Can retinol be used for all skin types?
“Retinol is not necessarily for everybody. If you have oily or acne-prone skin, start using it in your early 20s. Use a prescription-strength product upon a doctor's recommendation in your teen years to combat the acne. Typically, we always say that anybody over the age of 25 should have retinol in their skincare routine to keep the skin healthy and delay the signs of ageing. Start using it two to three times a week until your skin gets used to it and does not cause itching or irritation. After this, it can be introduced daily as well. One word of caution is you must always use sunscreen in the daytime and add a moisturiser at night. Additionally, people with sensitive, photosensitive, rosacea-prone or extremely dehydrated skin should avoid using retinol in their skin care unless it is prescribed by a doctor.”
FAQs about retinol for acne
Q. What other skin treatments does retinol help with?

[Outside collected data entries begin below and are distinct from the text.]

PR #2227, opened 2025-11-14
[coding] Rename Error -> ZodaError

cronokirby:
Not having it be exported like this was a mistake.


coding/src/lib.rs
```diff
@@ -25,7 +25,7 @@ mod no_coding;
 pub use no_coding::{NoCoding, NoCodingError};
```
patrick-ogrady: I think this should be `Error as NoCodingError` (a change in no_coding)?

PR #3699, opened 2026-04-30
[Storage] Deduplicate common QMDB code; refactor compact witness

danlaine:
Deduplicate shared QMDB batch-chain and compact-sync bookkeeping across keyless, immutable, compact, and any implementations, while tightening witness ownership and serving semantics.

- Add `qmdb::batch_chain` to centralize batch applicability checks, commit-floor validation, ancestor traversal, and shared `Bounds` state.
- Replace repeated batch boundary fields and apply-time validation in keyless, immutable, compact, and any batch implementations with `Bounds`.
- Rename and move compact witness logic from `compact_witness` into `qmdb::compact::witness`, with names centered on the persisted witness/cache rather than generic compact state.
- Add shared compact batch merkleization and reuse compact-sync serving/bootstrap helpers from the reorganized compact module.
- Move full Merkle pinned-node lookup into `merkle::persisted::full` so QMDB compact-sync serving does not duplicate frontier collection.
- Remove target selection from the compact DB state getter; compact DBs expose their current witness-backed state, and resolvers handle target matching separately.
- Decode persisted last-commit bytes as typed operations during witness reload, then extract metadata/floor at DB state boundaries.
- Replace the broad compact witness source trait and raw `RwLock<Witness>` DB fields with a tiny `witness::Cache` wrapper that only exposes read-with-closure and replace operations.
- Build compact-sync state from a borrowed cached witness so serving avoids cloning the full witness and only clones the owned data required by `State`.
- Update compact Merkle `sync_with_witness` so the metadata callback consumes the built witness, removing the forced `Clone` bound while keeping witness-cache updates inside the sync path.


storage/src/qmdb/batch_chain.rs
```diff
@@ -0,0 +1,363 @@
+//! Shared validation for QMDB batch chains.
```
roberto-bayardo, line 1: A bit more detail in the module doc header here could be helpful (took my a while to figure out what this module was about).

danlaine: Added some additional comments -- wdyt?

storage/src/qmdb/batch_chain.rs
```diff
@@ -0,0 +1,381 @@
...
+//!
+//! A batch chain is a linked sequence of in-memory batches built on top of a committed DB
```
roberto-bayardo: suggest dropping "committed"

roberto-bayardo: or replace with "base"

danlaine: Removed "committed"

storage/src/qmdb/batch_chain.rs
```diff
@@ -0,0 +1,380 @@
...
+//! and the inactivity floor declared by its commit. Ancestors (older batches in the chain that
+//! have not yet been applied to the DB) are tracked as [`AncestorBounds`] in newest-first
+//! order.
+//!
+//! Before applying a batch to the DB, [`Bounds::validate_apply_to`] checks two things shared
+//! across QMDB variants (any, immutable, keyless):
+//!
+//! - The batch is not stale: the current DB size must match either the batch's recorded
+//!   `db_size`, its `base_size`, or one of its ancestor boundaries.
+//! - Commit floors are monotonically non-decreasing across each unapplied ancestor and the
```
roberto-bayardo: Something that regularly confuses me is that (some) ancestors may actually have been applied, so saying "unapplied" here makes it sound like we stop if we hit one that is applied, but I don't think the implementation actually does?

storage/src/qmdb/compact/witness.rs
```diff
@@ -14,7 +14,7 @@
 //!
 //! The lifecycle in this file is:
 //!
-//! 1. Build a [`CachedServeState`] from the current in-memory tip.
+//! 1. Build a [`Witness`] from the current in-memory tip.
```
roberto-bayardo: Hmm, TBH I liked "ServeState" better (though I'd drop the "Cached" from the name).   

To me the witness (or specifically, the "witness to the last commit op") is just the last_commit_proof part of this.

`WitnessState` might work too?

storage/src/qmdb/compact/witness.rs
```diff
@@ -139,99 +205,92 @@ pub(crate) fn validate_inactivity_floor<F: Family>(
...
-            return Err(Error::FloorBeyondSize(ancestor_floor, ancestor_commit_loc));
-        }
-        prev_floor = ancestor_floor;
-    }
-    if tip_floor < prev_floor {
-        return Err(Error::FloorRegressed(tip_floor, prev_floor));
-    }
-    if tip_floor > tip_commit_loc {
-        return Err(Error::FloorBeyondSize(tip_floor, tip_commit_loc));
+/// Build a witness cache from compact state that was already authenticated by the caller.
```
roberto-bayardo: drop "cache"?

storage/src/qmdb/batch_chain.rs
danlaine: Updated comment

storage/src/qmdb/compact/witness.rs
danlaine: Renamed to ServeState

storage/src/qmdb/compact/witness.rs
danlaine: Done

roberto-bayardo (dismissed):

roberto-bayardo (approved):

PR #3701, opened 2026-04-30
[codec] Avoid cloning bytes in `Lazy::get`

clabby:
## Overview

Avoids cloning the pending `Bytes` in `Lazy::get` while materializing the value. This can add up in an application with a lot of `Lazy` usage.


patrick-ogrady (approved):
Wow, how did I miss this

andresilva (approved):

A. Dr. Anand says, “Apart from treating acne, retinol helps in Controlling and reducing the appearance of open pores due to collagen synthesis Reducing pigmentation, freckles, blotchy skin and surface irregularities of the skin due to its exfoliating properties Anti-ageing care against fine lines as it stimulates collagen and elastin production in the deeper skin layers.”
Q. How long does it take for retinol to work on acne?
A. As much as you’d like to think that using retinol will give you immediate results, you'd be surprised to know that retinol actually takes time. This is why you need to be patient when using retinol. It would take about two weeks for the existing pimples to appear smaller and less inflamed. But for your acne to completely disappear, it can take nearly four to six months.
Q. Should I use retinol every night?
A. When you are just starting to include retinol in your skincare routine, it is best to take it slow and apply no more than a pea-sized amount once or twice a week. This allows your skin some time to get used to the intense exfoliation that retinol puts it through. Once your skin starts adjusting to this, you can increase the dosage as well as the number of times a week you use it. But be very gradual while doing so. Also, ensure that you always apply retinol at night as doing so in the morning could lead to photodamage.